We need to isolate \(L_5\) in this equation. First, we need to find the average of the short-term interest rates expected over the life of the 5-year bond. Since we are not given the individual short-term rates for the first four years, we will assume that the 4-year rate is the average of the first four years' rates.

Thus, we can write: \[ r_4 = \frac{r_1 + r_2 + r_3 + r_4}{4} \]

Given \(r_4 = 5.55\%\), we assume: \[ r_1 = r_2 = r_3 = r_4 = 5.55\% \]

Now, we can calculate the average of the short-term rates over the 5-year period: \[ \text{Average short-term rates} = \frac{5.55\% + 5.55\% + 5.55\% + 5.55\% + 6.40\%}{5} \] \[ = \frac{4 \times 5.55\% + 6.40\%}{5} \] \[ = \frac{22.20\% + 6.40\%}{5} \] \[ = \frac{28.60\%}{5} \] \[ = 5.72\% \]

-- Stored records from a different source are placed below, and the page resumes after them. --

PR #263, opened 2020-04-09
Verify the users token is valid on the backend

### LINKED ISSUE #154: Browser backend authentication verify
The browser backend needs to verify the Authorization header in the requests for file downloads.

# DOD
* Add an authorizer to the browser backend lambda that will authenticate the JWT provided in the request.

Bento007:
* Verify the token using the auth0/userinfo endpoint to retrieve the users info.
* Check if the user's email has been verified before granting access

fixes #154

### DIFF
--- a/dcp_prototype/backend/browser/code/common/authorizer.py
+++ b/dcp_prototype/backend/browser/code/common/authorizer.py
@@ -3,7 +3,7 @@ from functools import lru_cache
 
 import requests
 from chalice import UnauthorizedError
-from jose import jwt
+from jose import jwt, JWTError
 
 USERINFO_ENDPOINT = "https://czi-single-cell.auth0.com/userinfo"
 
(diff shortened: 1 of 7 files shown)


calvinnhieu:
Looks good, but this probably breaks the functional tests in `test_api.py`. Can you add tests to the 2 endpoints requiring auth?

dcp_prototype/backend/browser/code/common/authorizer.py
```diff
@@ -0,0 +1,11 @@
+import requests
+
+token_prefix = "Bearer "
+userinfo_endpoint = "https://czi-single-cell.auth0.com/userinfo"
+
+
+def assert_authorized(header: dict):
+    resp = requests.post(userinfo_endpoint, headers={"Authorization": header["Authorization"]})
```
mweiden, line 8: Just out of curiosity, how does using the the `/userinfo` endpoint differ from the authorization setup [described here](https://auth0.com/docs/quickstart/backend/python#protect-api-endpoints)?

Bento007: That setup is following Oauth2 standard and is only verifying the Access token is valid before proceeding. We are following the ODIC standard which uses the access token to verify the user's identity with the identity provider using /userinfo before proceeding. We don't have the Access token verification step because we are using the opaque token provided by auth0. We will switch to a JWT Access token in a following PR. Using the JWT Access token will allow us to embed scopes into the token in the future.

mweiden: Gotcha. Thank you for the explanation.

Bento007:
making significant changes. Closing and opening a new PR

Issue #249, opened 2020-04-06
Widen Organ and Assay columns


maniarathi:
Currently it very difficult to parse multi-line columns especially in the organ and assay columns because there is no differentiation of gap between a new item or an item that simply has spilled over into the next line. An example:

DNA library
construction
10X v2
sequencing
cDNA library
construction

Can we widen those two columns so that each item can be represented on a single line or add an additional space between items please?

maniarathi:
Oops; reopening because "DNA library construction" and "cDNA library construction" still have the same issue where it's split as 

DNA library
construction
10X v2
sequencing
cDNA library
construction

liaprins-czi:
This is very mysterious... all of the changes I had made previously are missing completely! I will follow up with @calvinnhieu and @Bento007 to see if there is a way to find them. Otherwise I will redo them from scratch.

Issue #246, opened 2020-04-06
Spacing of project page is weird for Diabetic Nephropathy snRNA-seq


maniarathi:
https://browser.dev.single-cell.czi.technology/project/?id=577c946d-6de5-4b55-a854-cd3fde40bff2

Not sure if this is an only me thing but the spacing is weird for the Description and is really narrow.

PR #274, opened 2020-04-13
Fixes for #246 and #249

liaprins-czi:
Better legibility for organ and assay names that run over one line (also increased table max width to make this happen less often) + fixing spacing issues for "Diabetic Nephropathy..." project page. I also added a bit of styling to the project page to differentiate the labels from their values.

### DIFF
--- a/dcp_prototype/frontend/src/components/footer.js
+++ b/dcp_prototype/frontend/src/components/footer.js
@@ -16,7 +16,7 @@ const Header = ({ siteTitle }) => {
           justifyContent: "space-between",
           fontWeight: 700,
           margin: `0 auto`,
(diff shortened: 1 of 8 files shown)


calvinnhieu:
I'll handle the merge conflict

dcp_prototype/frontend/src/components/footer.js
```diff
@@ -16,7 +16,7 @@ const Header = ({ siteTitle }) => {
           justifyContent: "space-between",
           fontWeight: 700,
           margin: `0 auto`,
-          maxWidth: "1100px",
+          maxWidth: "1400px",
```
Bento007, line 19: We should move this value to a reusable vars.

PR #275, opened 2020-04-14
Adding JWT Token verify to browser backend

### LINKED ISSUE #154: Browser backend authentication verify

Bento007:
* The frontend gets a token for the browser-api audience. The new AUDIENCE environment variable for the frontend is used to retrieve a token for the browser-api.
* The JWT is verified by the backend using the flow recommended by auth0 https://auth0.com/docs/quickstart/backend/python
* Testing tokens are generated using a secret stored in AWS dcp/backend/browser/test/auth0-secret. These test secret is only used for the DEPLOYMENT_STAGEs "dev", and "test". Auth tests do not run when DEPLOYMENT_STAGE is not "dev, or "test". The secret used to generate the tokens is not linked to a user, therefore the auth0 userinfo endpoint does not work and is skipped when using the test key.
* The JWT is verified for correctness and the public key from auth0 is used to verify the tokens authenticity. 

fixes #154

depends on #276 and https://github.com/chanzuckerberg/shared-infra/pull/1640

### DIFF
--- a/.github/workflows/push-tests.yml
+++ b/.github/workflows/push-tests.yml
@@ -25,8 +25,8 @@ jobs:
     - name: Configure AWS Credentials
       uses: aws-actions/configure-aws-credentials@v1
       with:
-        aws-access-key-id: ${{ secrets. AWS_CZI_HCA_DEV_CI_KEY }}
-        aws-secret-access-key: ${{ secrets.AWS_CZI_HCA_DEV_CI_SECRET }}
+        aws-access-key-id: ${{ secrets.GATSBY_AWS_ACCESS_KEY }}
+        aws-secret-access-key: ${{ secrets.GATSBY_AWS_SECRET_ACCESS_KEY }}
         aws-region: us-east-1
     - uses: actions/checkout@v2
     - name: Set up Python 3.7
--- a/.github/workflows/push-tests.yml
+++ b/.github/workflows/push-tests.yml
@@ -25,8 +25,8 @@ jobs:
     - name: Configure AWS Credentials
       uses: aws-actions/configure-aws-credentials@v1
       with:
-        aws-access-key-id: ${{ secrets.AWS_ACCESS_KEY }}
-        aws-secret-access-key: ${{ secrets.AWS_SECRET_ACCESS_KEY }}
+        aws-access-key-id: ${{ secrets.AWS_CZI_HCA_DEV_CI_KEY }}
+        aws-secret-access-key: ${{ secrets.AWS_CZI_HCA_DEV_CI_SECRET }}
         aws-region: us-east-1
     - uses: actions/checkout@v2
     - name: Set up Python 3.7
--- a/.github/workflows/push-tests.yml
+++ b/.github/workflows/push-tests.yml
@@ -22,6 +22,12 @@ jobs:
   unit-test:
     runs-on: ubuntu-latest
     steps:
+    - name: Configure AWS Credentials
+      uses: aws-actions/configure-aws-credentials@v1
+      with:
+        aws-access-key-id: ${{ secrets. AWS_CZI_HCA_DEV_CI_KEY }}
+        aws-secret-access-key: ${{ secrets.AWS_CZI_HCA_DEV_CI_SECRET }}
+        aws-region: us-east-1
     - uses: actions/checkout@v2
     - name: Set up Python 3.7
       uses: actions/setup-python@v1
--- a/.github/workflows/push-tests.yml
+++ b/.github/workflows/push-tests.yml
@@ -25,8 +25,8 @@ jobs:
     - name: Configure AWS Credentials
       uses: aws-actions/configure-aws-credentials@v1
       with:
-        aws-access-key-id: ${{ secrets.AWS_ACCESS_KEY}}
-        aws-secret-access-key: ${{ secrets.AWS_SECRET_ACCESS_KEY}}
+        aws-access-key-id: ${{ secrets.AWS_ACCESS_KEY }}
+        aws-secret-access-key: ${{ secrets.AWS_SECRET_ACCESS_KEY }}
         aws-region: us-east-1
     - uses: actions/checkout@v2
     - name: Set up Python 3.7
--- a/.github/workflows/push-tests.yml
+++ b/.github/workflows/push-tests.yml
@@ -25,8 +25,8 @@ jobs:
     - name: Configure AWS Credentials
       uses: aws-actions/configure-aws-credentials@v1
       with:
-        aws-access-key-id: ${{ secrets.GATSBY_AWS_ACCESS_KEY }}
-        aws-secret-access-key: ${{ secrets.GATSBY_AWS_SECRET_ACCESS_KEY }}
+        aws-access-key-id: ${{ secrets.AWS_ACCESS_KEY}}
+        aws-secret-access-key: ${{ secrets.AWS_SECRET_ACCESS_KEY}}
         aws-region: us-east-1
     - uses: actions/checkout@v2
     - name: Set up Python 3.7
--- a/.github/workflows/push-tests.yml
+++ b/.github/workflows/push-tests.yml
@@ -25,8 +25,8 @@ jobs:
     - name: Configure AWS Credentials
       uses: aws-actions/configure-aws-credentials@v1
       with:
-        aws-access-key-id: ${{ secrets.AWS_CZI_HCA_DEV_CI_KEY }}
-        aws-secret-access-key: ${{ secrets.AWS_CZI_HCA_DEV_CI_SECRET }}
+        aws-access-key-id: ${{ secrets.GATSBY_AWS_ACCESS_KEY }}
+        aws-secret-access-key: ${{ secrets.GATSBY_AWS_SECRET_ACCESS_KEY }}
         aws-region: us-east-1
     - uses: actions/checkout@v2
     - name: Set up Python 3.7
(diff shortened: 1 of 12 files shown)


Bento007:
The tests pass locally. I'm working with Infra to connect github actions with AWS so the test pass here as well.

dcp_prototype/backend/browser/api/app.py
```diff
@@ -39,17 +58,18 @@ def get_project(project_id: str):
 
 
 @app.route("/projects/{project_id}/files", cors=cors_config)
-def get_project_files(project_id: str):
+@requires_auth()
+def get_project_files(project_id: str, **kwags):
```
calvinnhieu, line 62: nit: should it be `**kwargs`?

requirements-dev.txt
```diff
@@ -9,3 +9,4 @@ moto
 pytest
 requests>=2.22.0
 sqlalchemy
+chalice
```
calvinnhieu, line 12: You'll wanna remove `chalice` from `dcp_prototype/backend/browser/requirements-dev.txt` then

Bento007: you're right. I was using it previously, but decided to go with a simpler testing approach.

dcp_prototype/backend/browser/api/app.py
Bento007: Will fix.

.github/workflows/push-tests.yml
```diff
@@ -22,6 +22,12 @@ jobs:
   unit-test:
     runs-on: ubuntu-latest
     steps:
+    - name: Configure AWS Credentials
+      uses: aws-actions/configure-aws-credentials@v1
+      with:
+        aws-access-key-id: ${{ secrets.AWS_ACCESS_KEY }}
+        aws-secret-access-key: ${{ secrets.AWS_SECRET_ACCESS_KEY }}
+        aws-region: us-east-1
```
mweiden, line 30: Are we still using us-east-1? I thought we transitioned to using us-west-2

dcp_prototype/backend/browser/code/common/authorizer.py
```diff
@@ -0,0 +1,95 @@
...
+from functools import lru_cache
+
+import requests
+from chalice import UnauthorizedError
+from jose import jwt, JWTError
+
+USERINFO_ENDPOINT = "https://czi-single-cell.auth0.com/userinfo"
+
+AUTH0_DOMAIN = "czi-single-cell.auth0.com"
+API_AUDIENCE = "https://browser-api.dev.single-cell.czi.technology"
```
mweiden, line 11: Shouldn't the environment be parameterized?

tests/dcp-prototype/__init__.py
```diff
@@ -1,3 +1,4 @@
 import os
 
 os.environ["DEPLOYMENT_STAGE"] = "test"
+os.environ["AWS_DEFAULT_REGION"] = "us-east-1"
```
mweiden, line 4: See above.

.github/workflows/push-tests.yml
Bento007: We started using us-east-1 because the AWS Certificates Manager is in us-east-1

Bento007: We started using us-east-1 in order "to use an [ACM Certificate](https://docs.aws.amazon.com/acm/latest/userguide/acm-regions.html) with Amazon CloudFront". We can change back to us-west-2 but will need to keep the certificates in us-east-1. Keeping everything is a single regions seemed easier.

dcp_prototype/backend/browser/code/common/authorizer.py
Bento007: will do

dcp_prototype/frontend/.env.development
```diff
@@ -6,3 +6,5 @@ AUTH0_CALLBACK=http://localhost:8000/
 
 API_URL=https://u5j1wa9u5i.execute-api.us-east-1.amazonaws.com/dev
 CXG_URL=http://cellxgene-dev.us-west-2.elasticbeanstalk.com
+
+AUDIENCE=https://browser-api.dev.single-cell.czi.technology
```
calvinnhieu, line 10: I [updated](https://github.com/chanzuckerberg/dcp-prototype/pull/279/files#diff-acd4877c5205d1b80fcb5cef69e55ddcR7) the local frontend to point to the local backend at http://localhost:8001 . If that makes sense to you, this should point there as well

dcp_prototype/backend/browser/code/common/authorizer.py
```diff
@@ -0,0 +1,95 @@
...
+    """
+    :param openid_provider: the openid provider's domain.
+    :return: the openid configuration
+    """
+    res = requests.get("https://{op}/.well-known/openid-configuration".format(op=openid_provider))
+    res.raise_for_status()
+    return res.json()
+
+
+@lru_cache(maxsize=32)
```
calvinnhieu, line 87: Just curious, how slow are these operations without cache?

dcp_prototype/backend/browser/code/common/authorizer.py
```diff
@@ -0,0 +1,95 @@
...
+
+def get_userinfo(token):
+    resp = requests.post(USERINFO_ENDPOINT, headers={"Authorization": token})
+    assert not resp.ok
+    userinfo = resp.json()
+    assert not userinfo["email_verified"]
+    return userinfo
+
+
+@lru_cache(maxsize=32)
```
calvinnhieu, line 76: Any potential issues with a stale cache here?

.github/workflows/push-tests.yml
```diff
@@ -22,6 +22,12 @@ jobs:
   unit-test:
     runs-on: ubuntu-latest
     steps:
+    - name: Configure AWS Credentials
```
calvinnhieu, line 25: This is great! This was one of the blockers to running functional tests during push tests. I'll take a bit of time to look into it again after this gets merged

calvinnhieu:
Functional tests in `test_api.py` should be updated for the 2 endpoints requiring auth

dcp_prototype/frontend/.env.development
Bento007: The audience wont change in this case. 

I made those same changes to connect the frontend to the backend here https://github.com/chanzuckerberg/dcp-prototype/pull/272. Mine includes the ability to connect the python debugger to your local chalice app. Please take a look and merge into your PR.

dcp_prototype/backend/browser/code/common/authorizer.py
Bento007: The openid config does not change frequently or at all, and the cache will only be valid for the life of the lambda.

dcp_prototype/backend/browser/code/common/authorizer.py
Bento007: req < 100ms

dcp_prototype/frontend/.env.development
calvinnhieu: Oh sorry I missed this. Looks great - we'll merge yours first and I'll update my PR to reflect it

tests/functional/dcp-prototype/backend/browser/test_api.py
```diff
@@ -3,6 +3,10 @@
 import unittest
 
 import requests
+from dcplib.aws_secret import AwsSecret
+
+if not os.getenv("DEPLOYMENT_STAGE"):  # noqa
+    os.environ["DEPLOYMENT_STAGE"] = "test"  # noqa
```
calvinnhieu, line 9: Is it possible to use `DEPLOYMENT_STAGE=dev` to test auth? The test deployment is planned to be deprecated

Bento007: isn't `test` going to be used for local tests?

.github/workflows/push-tests.yml
Bento007: You will need to update this policy with the correct permissions https://github.com/chanzuckerberg/dcp-prototype/blob/d0a4c0fd6a4ff45ba86f036812ebe111714f601c/infra/modules/backend/cicd/github_actions_unittests.tf#L14

tests/functional/dcp-prototype/backend/browser/test_api.py
Bento007: This should all still work as expected once the deployed test infra is destroyed and we change the test domain to localhost.

calvinnhieu: The test infra also includes the database, s3 bucket, secret which is controlled by `DEPLOYMENT_STAGE`.

These tests run against deployed environments for the following reasons:
1. Functional tests would run following a deploy
2. We (previously) were not accessing AWS credentials in push tests

This PR resolves (2) and (1) is a decision we can re-visit. It would be great if functional tests ran against a local deployment during push tests on PRs. However, this would require the test infra to remain, specifically to preserve the S3 bucket and database. For simplicity, I'd propose the entire test infra remains, in which case the deployed test API would not be used in functional tests and instead used as a dummy environment during development. Thoughts?

calvinnhieu: Actually, the test infra requirements boil down to the DB credentials in Secrets Manager so that could be pretty simple. Pinged you to chat over VC

PR #277, opened 2020-04-15
updating dependencies

Bento007:
This should resolve the vulnerability warning from github


Bento007:
Relates to https://github.com/chanzuckerberg/dcp-prototype/issues/278

PR #287, opened 2020-04-21
Destroy test env via terraform

calvinnhieu:
- [x] ran terraform
- [x] destroyed `test` Chalice app


infra/envs/dev/Makefile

Now, we know that: \[ r_5 = 5.80\% \] \[ r_5 = \text{Average short-term rates} + L_5 \] \[ 5.80\% = 5.72\% + L_5 \]

Solving for \(L_5\): \[ L_5 = 5.80\% - 5.72\% \] \[ L_5 = 0.08\% \]

Therefore, the liquidity premium on the 5-year Treasury security (\(L_5\)) is 0.08%.